▸ WHAT TO DO: Find each line in the records below that contains the word "seems", and copy it out.

--------------------

PR #519, opened 2020-11-10
Trainer improvements

### LINKED ISSUE #201: BPE dropout not working as expected
I'm using `BytelvelBPETokenizer` together with `fastai.text` to make a text classifier in Python, and experimenting with BPE dropout.

When I create an empty model and train on my own text corpus, BPE dropout doesn't seem to work.

```python
import json
import pathlib

import tokenizers


# Make an empty tokeniser then train on some text

with open('train.txt', 'w') as f:
    f.writelines(line + '\n' for line in ['hi, how are you?', 'fine, how about you?', 'ababab'])

bpe_tokeniser_from_empty = tokenizers.ByteLevelBPETokenizer(dropout=0.5)
bpe_tokeniser_from_empty.train('train.txt', vocab_size=500)

print('dropout =', bpe_tokeniser_from_empty._parameters['dropout'])
for _ in range(20):
    print(bpe_tokeniser_from_empty.encode('ab').tokens)
```

output:
```
dropout = 0.5
['ab']
['ab']
['ab']
['ab']
['ab']
['ab']
['ab']
['ab']
['ab']
['ab']
['ab']
['ab']
['ab']
['ab']
['ab']
['ab']
['ab']
['ab']
['ab']
['ab']
```

However, when I create a `ByteLevelBPETokenizer` from vocab and merges files, BPE dropout does work as I expect (probabilistic merging). Did I get something wrong with the first method, or is this a bug?

```python
# Create dummy vocab and merges files to build tokeniser from

with open('vocab.json', 'w') as f:
    json.dump({'a': 0, 'b': 1, 'ab': 2}, f)

with open('merges.txt', 'w') as f:
    f.write('#version 1\na b')

bpe_tokeniser_from_files = tokenizers.ByteLevelBPETokenizer(
    vocab_file='vocab.json',
    merges_file='merges.txt',
    dropout=0.5,
)

print('dropout =', bpe_tokeniser_from_files._parameters['dropout'])
for _ in range(20):
    print(bpe_tokeniser_from_files.encode('ab').tokens)
```

output:
```
dropout = 0.5
['a', 'b']
['ab']
['ab']
['ab']
['a', 'b']
['ab']
['a', 'b']
['a', 'b']
['ab']
['a', 'b']
['a', 'b']
['ab']
['ab']
['ab']
['ab']
['a', 'b']
['a', 'b']
['ab']
['a', 'b']
['ab']
```

I came up with this workaround: train on the source text, then output the merges and vocab files and use them to make a new tokeniser

```python
# My workaround

# Train a tokeniser on my data (BPE dropout will not work for this one)
bpe_tokeniser_from_empty = tokenizers.ByteLevelBPETokenizer(dropout=0.5)
bpe_tokeniser_from_empty.train('train.txt', vocab_size=500)

# Export the files
vocab_file, merges_file = bpe_tokeniser_from_empty.save('.')

# Create from files
bpe_tokeniser_from_files = tokenizers.ByteLevelBPETokenizer(
    vocab_file=pathlib.Path(vocab_file).name,
    merges_file=pathlib.Path(merges_file).name,
    dropout=0.5,
)

print('dropout =', bpe_tokeniser_from_files._parameters['dropout'])
for _ in range(20):
    print(bpe_tokeniser_from_files.encode('ab').tokens)
```

output:
```
dropout = 0.5
['a', 'b']
['a', 'b']
['a', 'b']
['ab']
['ab']
['a', 'b']
['a', 'b']
['a', 'b']
['a', 'b']
['a', 'b']
['ab']
['ab']
['ab']
['a', 'b']
['a', 'b']
['ab']
['a', 'b']
['ab']
['a', 'b']
['ab']
```

### LINKED ISSUE #265: Add the WordLevelTrainer
Currently, it is not possible to train a `WordLevel` model.

### LINKED ISSUE #526: Trainer trains the Model in-place
### Current state

When training a `Tokenizer`, its `Model` gets replaced after training since the `Trainer` generates a new `Model`. This has several limitations:
- When the `Model` being replaced has been customized (dropout, unk_token, ...), we lose all of this when we replace it (cf #201)
- In Python, if we keep a reference to the model added to the `Tokenizer`, this reference does not point to the actual model used by the `Tokenizer` after training.

### Goal

Change the `Trainer` to actually train to `Model` in-place.

### LINKED ISSUE #527: Make the `trainer` optional when training
### Current state

When training a `Tokenizer`, we must provide a `Trainer`:
```python
trainer = BpeTrainer(...)
tokenizer.train(files=[ ... ], trainer=trainer)
```
This is true even if we instantiate the `BpeTrainer` without changing any defaults.

### Goal

Makes the `Trainer` optional:
```python
tokenizer.train(files=[ ... ])
```

### How

The `Model` should be able to return a default trainer:
```python
trainer = model.get_trainer()
```

n1t0:
- Add a `WordLevelTrainer` (Fix #265)
- Add a default impl for `Trainer::process_tokens`
- Each `Model` can now return its associated trainer with `get_trainer`. This removes the need to provide a trainer in Python (could be optional on Rust too) (Fix #527)
- The `Model` on the `Tokenizer` now gets trained in-place. This allows keeping its customization (dropout, unk_token, ...) while just training it. That's also more in line with the role of the trainer, which is to train a Model, not to build one. (Fix #201 & Fix #526)
- This makes us wrap the `Model` in a `RwLock` on the Python's side. This is something that we'll have to do anyway very soon to provide the ability to customize the components properties in Python.

Missing before merge:
 - [x] Node bindings
 - [x] Update parts of the docs where we reload the `Model` after training
 - [x] Update parts of the docs where `Tokenizer.train` is used

### DIFF
--- a/bindings/python/py_src/tokenizers/implementations/bert_wordpiece.py
+++ b/bindings/python/py_src/tokenizers/implementations/bert_wordpiece.py
@@ -115,4 +115,4 @@ class BertWordPieceTokenizer(BaseTokenizer):
         )
         if isinstance(files, str):
             files = [files]
-        self._tokenizer.train(trainer, files)
+        self._tokenizer.train(files, trainer=trainer)
--- a/bindings/python/src/models.rs
+++ b/bindings/python/src/models.rs
@@ -581,12 +581,12 @@ mod test {
         match *py_model.model.as_ref().read().unwrap() {
             ModelWrapper::BPE(_) => (),
             _ => panic!("Expected Bert postprocessor."),
-        }
+        };
 
         let py_model: PyModel = serde_json::from_str(&rs_wrapper_ser).unwrap();
         match *py_model.model.as_ref().read().unwrap() {
             ModelWrapper::BPE(_) => (),
             _ => panic!("Expected Bert postprocessor."),
-        }
+        };
     }
 }
--- a/bindings/python/src/models.rs
+++ b/bindings/python/src/models.rs
@@ -3,6 +3,7 @@ use std::path::{Path, PathBuf};
 use std::sync::Arc;
 
 use crate::token::PyToken;
+use crate::trainers::PyTrainer;
 use pyo3::exceptions;
 use pyo3::prelude::*;
 use pyo3::types::*;
@@ -45,6 +46,8 @@ impl PyModel {
 }
 
 impl Model for PyModel {
+    type Trainer = PyTrainer;
+
     fn tokenize(&self, tokens: &str) -> tk::Result<Vec<Token>> {
         self.model.tokenize(tokens)
     }
@@ -67,6 +70,10 @@ impl Model for PyModel {
 
     fn save(&self, folder: &Path, name: Option<&str>) -> tk::Result<Vec<PathBuf>> {
         self.model.save(folder, name)
+    }
+
+    fn get_trainer(&self) -> Self::Trainer {
+        self.model.get_trainer().into()
     }
 }
 
@@ -141,6 +148,10 @@ impl PyModel {
             .into_iter()
             .map(|path| path.to_string_lossy().into_owned())
             .collect())
+    }
+
+    fn get_trainer(&self) -> PyResult<PyObject> {
+        PyTrainer::from(self.model.get_trainer()).get_as_subtype()
     }
 }
 
--- a/bindings/python/src/models.rs
+++ b/bindings/python/src/models.rs
@@ -1,6 +1,6 @@
 use std::collections::HashMap;
 use std::path::{Path, PathBuf};
-use std::sync::Arc;
+use std::sync::{Arc, RwLock};
 
 use crate::token::PyToken;
 use crate::trainers::PyTrainer;
@@ -24,11 +24,11 @@ use super::error::{deprecation_warning, ToPyResult};
 #[derive(Clone, Serialize, Deserialize)]
 pub struct PyModel {
     #[serde(flatten)]
-    pub model: Arc<ModelWrapper>,
+    pub model: Arc<RwLock<ModelWrapper>>,
 }
 
 impl PyModel {
-    pub(crate) fn new(model: Arc<ModelWrapper>) -> Self {
+    pub(crate) fn new(model: Arc<RwLock<ModelWrapper>>) -> Self {
         PyModel { model }
     }
 
@@ -36,7 +36,7 @@ impl PyModel {
         let base = self.clone();
         let gil = Python::acquire_gil();
         let py = gil.python();
-        Ok(match self.model.as_ref() {
+        Ok(match *self.model.as_ref().read().unwrap() {
             ModelWrapper::BPE(_) => Py::new(py, (PyBPE {}, base))?.into_py(py),
             ModelWrapper::WordPiece(_) => Py::new(py, (PyWordPiece {}, base))?.into_py(py),
             ModelWrapper::WordLevel(_) => Py::new(py, (PyWordLevel {}, base))?.into_py(py),
@@ -49,31 +49,31 @@ impl Model for PyModel {
     type Trainer = PyTrainer;
 
     fn tokenize(&self, tokens: &str) -> tk::Result<Vec<Token>> {
-        self.model.tokenize(tokens)
+        self.model.read().unwrap().tokenize(tokens)
     }
 
     fn token_to_id(&self, token: &str) -> Option<u32> {
-        self.model.token_to_id(token)
+        self.model.read().unwrap().token_to_id(token)
     }
 
-    fn id_to_token(&self, id: u32) -> Option<&str> {
-        self.model.id_to_token(id)
+    fn id_to_token(&self, id: u32) -> Option<String> {
+        self.model.read().unwrap().id_to_token(id)
     }
 
-    fn get_vocab(&self) -> &HashMap<String, u32> {
-        self.model.get_vocab()
+    fn get_vocab(&self) -> HashMap<String, u32> {
+        self.model.read().unwrap().get_vocab()
     }
 
     fn get_vocab_size(&self) -> usize {
-        self.model.get_vocab_size()
+        self.model.read().unwrap().get_vocab_size()
     }
 
     fn save(&self, folder: &Path, name: Option<&str>) -> tk::Result<Vec<PathBuf>> {
-        self.model.save(folder, name)
+        self.model.read().unwrap().save(folder, name)
     }
 
     fn get_trainer(&self) -> Self::Trainer {
-        self.model.get_trainer().into()
+        self.model.read().unwrap().get_trainer().into()
     }
 }
 
@@ -84,7 +84,7 @@ impl PyModel {
         // Instantiate a default empty model. This doesn't really make sense, but we need
         // to be able to instantiate an empty model for pickle capabilities.
         Ok(PyModel {
-            model: Arc::new(BPE::default().into()),
+            model: Arc::new(RwLock::new(BPE::default().into())),
         })
     }
 
@@ -116,7 +116,7 @@ impl PyModel {
     /// Tokenize the given sequence
     #[text_signature = "(self, tokens)"]
     fn tokenize(&self, tokens: &str) -> PyResult<Vec<PyToken>> {
-        Ok(ToPyResult(self.model.tokenize(tokens))
+        Ok(ToPyResult(self.model.read().unwrap().tokenize(tokens))
             .into_py()?
             .into_iter()
             .map(|t| t.into())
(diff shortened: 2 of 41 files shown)


bindings/python/src/tokenizer.rs
```diff
@@ -1165,15 +1171,15 @@ mod test {
...
     use crate::normalizers::{PyNormalizer, PyNormalizerTypeWrapper};
-    use std::sync::Arc;
+    use std::sync::{Arc, RwLock};
     use tempfile::NamedTempFile;
     use tk::normalizers::{Lowercase, NFKC};
 
     #[test]
     fn serialize() {
-        let mut tokenizer = Tokenizer::new(PyModel::new(Arc::new(
+        let mut tokenizer = Tokenizer::new(PyModel::new(Arc::new(RwLock::new(
```
Narsil, line 1180: Could you explain why all those RwLock are need ? I'm not sure why we would need them.

bindings/python/py_src/tokenizers/implementations/bert_wordpiece.py
```diff
@@ -115,4 +115,4 @@ def train(
         )
         if isinstance(files, str):
             files = [files]
-        self._tokenizer.train(trainer, files)
+        self._tokenizer.train(files, trainer=trainer)
```
Narsil, line 118: As long as we're breaking signature, I would argue we have a different signature like

`train(files, options=bpe_train_options)`, or `train(files, vocab_size=X, ....)` what do you think ?

I like the second version better, the only trouble is the exact description of those options if going to get fuzzy pretty fast and error handling a bit hard. But it "feels" more pythonic, what do you think ?

Either that, or if we keep the `trainer` concept, we should stick to something closer to Rust, with `trainer.train(tokenizer, files)` I actually like that last version better at this moment, the control flow feels more natural.

bindings/python/src/models.rs
```diff
@@ -45,28 +46,34 @@ impl PyModel {
 }
 
 impl Model for PyModel {
+    type Trainer = PyTrainer;
+
     fn tokenize(&self, tokens: &str) -> tk::Result<Vec<Token>> {
-        self.model.tokenize(tokens)
+        self.model.read().unwrap().tokenize(tokens)
```
Narsil, line 52: I'm always a bit scared by adding that much `unwrap` everywhere... Do you think there's a way we could avoid them ?

Narsil (commented):
I really like the inversion of control !
Mostly seems fine, but we should probably have a discussion between available syntax for training if we're changing it.

Options:

1. `tokenizer.train(trainer, files)` (current)
2. `tokenizer.train(files, trainer=trainer)` `tokenizer.train(files)` (proposed)
3. `tokenizer.train(files, vocab_size=X, ...)`
4. `trainer.train(tokenizer, files)`

I like 2. because it can drop completely the concept of `trainer` in the default case, but I think it makes the case were you need it a bit awkward, 3. Fixes that, but then knowing the exact list of options is going to be tricky (as it depends on `tokenizer.model` now)

Option 4. does not remove the concept of `trainer` and the inversion of flow makes it closer to the rust version. But it does feel as simple as it could be.

Right now, I'm leaning on `4.` that would get called automatically by a syntax like `2.` in the default case, and we would drop the non default case. So:

`tokenizer.train(files)` works, and it equivalent to `trainer = tokenizer.default_trainer(); trainer.train(tokenizer, files)`.

bindings/python/src/tokenizer.rs
n1t0: Sure, we need them because anything in an `Arc` is immutable. These `RwLock` provides us with a way to actually mutate the `Model` here.

bindings/python/src/models.rs
n1t0: The `unwrap` here is for the `std::sync::LockResult` that is returned by the `RwLock` when you try to access its content. The `Err` case happens when a thread that was holding the lock panicked. So since this shouldn't happen, and we don't want to recover from it, I think the `unwrap` should be ok.

n1t0:
Sure! Happy to discuss the possible options.

With `2. tokenizer.train(files, trainer=trainer) & tokenizer.train(files)`, the expected usage is:
```python
# Default training, for example when you just want to train a pre-trained tokenizer on your own dataset
tokenizer = Tokenizer.from_pretrained("bert-base-uncased") # Not available as we speak, but soon
tokenizer.train(files=[ ... ])

# Same case but with some custom parameters
tokenizer = Tokenizer.from_pretrained("bert-base-uncased")
trainer = tokenizer.model.get_trainer()
print(trainer) # inspect the current training params
trainer.vocab_size = 32000
trainer.special_tokens = [ "[UNK]", "[PAD]" ]
tokenizer.train(files=[ ... ], trainer=trainer)

# Or building your own
trainer = BpeTrainer(...)
tokenizer.train(files=[ ... ], trainer)
```

I think we should avoid `3. tokenizer.train(files, vocab_size=X, ...)`. It looks good at first sight, but it would be pretty impossible to document accurately.

I'm not entirely sure about what you have in mind with `4. trainer.train(tokenizer, files)`. Can you provide some examples of the various usage in Python (and maybe the expected signatures in Rust too)?

Jess0-0:
Hi,

I'm using the WordLevelTrainer in this branch. I'm able to import the package and initialize a trainer. However, when I tried to use it in:
`trainer = WordLevelTrainer(special_tokens=["[UNK]", "[CLS]", "[SEP]", "[PAD]", "[MASK]"])`
`tokenizer.train(trainer, ["wiki.train.raw", "wiki.valid.raw", "wiki.test.raw"])`
it generates 

> TypeError: Can't convert <WordLevelTrainer object at 0x00000194EC6DBD90> to Sequence

error. Wondering if there is any way to fix this? Thanks!

n1t0:
In this PR we make the trainer optional when calling `train`, so you need to provide the files first:
```python
trainer = WordLevelTrainer(special_tokens=["[UNK]", "[CLS]", "[SEP]", "[PAD]", "[MASK]"])
tokenizer.train(["wiki.train.raw", "wiki.valid.raw", "wiki.test.raw"], trainer)
```

Narsil:
> Sure! Happy to discuss the possible options.
> 
> With `2. tokenizer.train(files, trainer=trainer) & tokenizer.train(files)`, the expected usage is:
> 
> ```python
> # Default training, for example when you just want to train a pre-trained tokenizer on your own dataset
> tokenizer = Tokenizer.from_pretrained("bert-base-uncased") # Not available as we speak, but soon
> tokenizer.train(files=[ ... ])
> 
> # Same case but with some custom parameters
> tokenizer = Tokenizer.from_pretrained("bert-base-uncased")
> trainer = tokenizer.model.get_trainer()
> print(trainer) # inspect the current training params
> trainer.vocab_size = 32000
> trainer.special_tokens = [ "[UNK]", "[PAD]" ]
> tokenizer.train(files=[ ... ], trainer=trainer)
> ```

I think this shows there's a problem in the naming of stuff. This example is using `trainer` as glorified `options` (or `params`). It's even mentionned in the comment. The user seem to be passing pure arguments, but the name `trainer` suggests that the object does something, namely it should `train`, which feels odd. That's the main reason why I like `trainer.train(tokenizer, files)` better, the trainer does train as he's supposed to.
The other way to think about it is, if we want to stick to `2.` we should rename everything to something more passive like options or params. That choice should also be reflected in the Rust API.

```python
tokenizer = Tokenizer.from_pretrained("bert-base-uncased")
train_options = tokenizer.model.get_train_options()
print(train_options) # it's actually a raw Python dict
train_options["vocab_size"] = 32000
train_options["special_tokens"] = [ "[UNK]", "[PAD]" ]
tokenizer.train(files=[ ... ], train_options=train_options)
# or 
tokenizer.train(files=[...], **train_options)
```

Small nit:
```python
train_options = tokenizer.model.get_train_options()
tokenizer.train(..., train_options)
``` 
feels strange, why not
```python
train_options = tokenizer.get_train_options() # No need to call the underlying model.
tokenizer.train(..., train_options)
``` 

**The main issue I have with that API is for training a tokenizer from scratch:**
```python
tokenizer = Tokenizer(BPE())
train_options = tokenizer.get_train_options()
```
should not work as there's no way this code can know what vocabulary size I want. This code should raise an Exception IMO saying the user should define the vocab_size.
I'm unsure what's the best way to fix it.
- `Tokenizer(BPE(vocab_size=X))` seems the most reasonable. You should get an error while trying to encode which would be the case anyway (unk token is not defined).
- `tokenizer.get_train_options(vocab_size=XX)` feels too odd (why it needs to be defined sometimes and not others and so on.)






BpeTrainer with Unigram model does not make sense, we should avoid at all cost enabling the mixup.
We also probably don't want to make choices in the user stead where it's not necessary (for instance vocab_size is a core argument, we should never choose one by default if it's not already available)

n1t0:
> I think this shows there's a problem in the naming of stuff. This example is using trainer as glorified options (or params). It's even mentionned in the comment. The user seem to be passing pure arguments, but the name trainer suggests that the object does something, namely it should train, which feels odd. That's the main reason why I like trainer.train(tokenizer, files) better, the trainer does train as he's supposed to.
The other way to think about it is, if we want to stick to 2. we should rename everything to something more passive like options or params. That choice should also be reflected in the Rust API.

I think you might have the wrong idea about the way things currently work. The `trainer` actually trains, it trains a `Model`, and it is not some sort of glorified params. We didn't expose its methods yet, because we are still changing them and it is not the main path so there's no rush on this side, but we will. It could actually even be used to train multiple `Model` while only ingesting the data once later on. All of this wouldn't be possible with a `dict`.
Also, I don't think the `Trainer` should somehow have a dependency on the `Tokenizer`. It trains a `Model` given some input text, and it should stay that way. The fact that the `Tokenizer` does pre-process this text before feeding it to the `Trainer` is and should stay the responsibility of the `Tokenizer`.

> BpeTrainer with Unigram model does not make sense, we should avoid at all cost enabling the mixup.

Agreed, and we don't allow it. It makes me realize that I treated this path as `unreachable` though, and will need to change it to raise instead.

--------------------

▸ COMPLETED EXERCISE:
Mostly seems fine, but we should probably have a discussion between available syntax for training if we're changing it.
- `Tokenizer(BPE(vocab_size=X))` seems the most reasonable. You should get an error while trying to encode which would be the case anyway (unk token is not defined).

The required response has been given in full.